Lundi 22/11/2010 | Posté par Samir Akacha

DEUXIÈME VOLET DE NOTRE DOSSIER HALAL. Les festivités religieuses musulmanes sont closes pour cette année. Un constat s'impose, certaines autorités religieuses s'inquiètent de l'essor du marché Halal, aux dépends de la religion elle-même.

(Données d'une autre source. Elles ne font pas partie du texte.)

Issue #401, opened 2019-02-28
Packages page under profile is broken


bjarnef:
When navigating to your Our profile the left navigation has a menu item "Packages" which link to `/member/profile/packages/`.

![image](https://user-images.githubusercontent.com/2919859/53549519-a8552000-3b34-11e9-8509-0302add3059c.png)

However it seems this page in broken since it returns 302 Found and shows this page.

![image](https://user-images.githubusercontent.com/2919859/53549634-f9651400-3b34-11e9-90fe-97797019a8e8.png)

Btw. it would be great with a nice 404 and general error page (maybe with a unicorn or something else 🦄).

nul800sebastiaan:
Thanks, related to the Cloud outage at the moment.

nul800sebastiaan:
Ah nope, sorry different issue. No idea why yours doesn't work, mine does. 🤔

nul800sebastiaan:
Some kind of null reference error on `GetListingsForContributor` - will get back to this later.

nul800sebastiaan:
Fixed in https://github.com/umbraco/OurUmbraco/pull/412

nul800sebastiaan:
This has been deployed now, did it work @bjarnef ?

bjarnef:
@nul800sebastiaan well, I only see the "profile" link in left navigation, so I can't check what the previous "packages" link does?

![image](https://user-images.githubusercontent.com/2919859/56612412-a5e2e400-6614-11e9-9342-f8ac5c5f8e76.png)

nul800sebastiaan:
@bjarnef That.. is very weird! It should just list the children of a certain node. What happens when you go to https://our.umbraco.com/member/profile/packages/ ?

bjarnef:
@nul800sebastiaan on packages page it shows this.

![image](https://user-images.githubusercontent.com/2919859/56655044-fea49200-6691-11e9-9949-5afb52e42872.png)

On this page https://our.umbraco.com/member/profile/

![image](https://user-images.githubusercontent.com/2919859/56655186-62c75600-6692-11e9-80c0-f07d128b9440.png)

It was just the public profile page (available as link via right offcanvas menu)
https://our.umbraco.com/members/bjarnef/

Maybe the public profile should also have a page "packages" so community users can see which packages a member has created and contributes to?

nul800sebastiaan:
Okay, so it works again, good!

Packages created is there, packages contributed to not yet, think there's a feature request for that already 

[...]

PR #412, opened 2019-03-21
401 : Null check contributed packages pages

poornimanayar:
I think this could be a potential fix to issue #401. I say potential as I am unable to test this locally. But going through the conversation @bjarnef on the issue and the fact that one person experiences it while other doesn't makes me think so.


nul800sebastiaan:
Awesome! I think that will do the trick, you unfortunately added the commits from #411 to this one as well, but I'll just merge this and close the other one, then both are fixed 👍

poornimanayar:
Not again(facepalm)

Le 10 septembre dernier, au parc Chanot à Marseille, avait lieu la prière de l'Aid el Fitr. Devant un parterre de fidèles, l'imam évoque la décision de la chaine de restaurants Quick de passer au halal pour certaines de ces enseignes, et fustige cette décision, l'accusant de profiter de ce marché sans penser aux conséquences que cela va avoir sur la communauté musulmane. En effet, il redoute que les musulmans soient de nouveau pointés du doigt, accusés de vouloir islamiser la France.
Outre les attaques des idéologues contre la communauté musulmane, l'autre risque est de voir se développer les pratiques commerciales frauduleuses, avec pour caution trois syllabes vidées de leur sens au profit de l'intérêt économique et de la rentabilité sans contraintes, en créant des normes propres, en dehors de tout contrôle religieux.
Des voix dans la communauté musulmane s'élèvent pour dénoncer ces scandales, comme le site d'Alkanz, ou via cette pétition en ligne, halal en danger. Cependant, ces questions posent également la question de la représentativité de cette communauté et de sa capacité à défendre ses intérêts. Ainsi, le Conseil Français du Culte Musulman est pointé du doigt, accusé de s'être peu exprimé sur la problématique.
Ce problème pose la question de la place du consommateur musulman en France. Le halal ne bénéficiant pas des mêmes règles qui entourent la production et la traçabilité d'aliments bios, les fraudeurs ont les coudées franches, une simple facture pouvant servir de preuve, comme remarqué dans le reportage sur le halal diffusé sur Canal+. Les dérives constatées autour des enseignes comme KFC et des marques comme Doux prouvent que l'intérêt du consommateur musulman passe bien après l'intérêt économique pour un marché de plus de 5 milliards d'euros.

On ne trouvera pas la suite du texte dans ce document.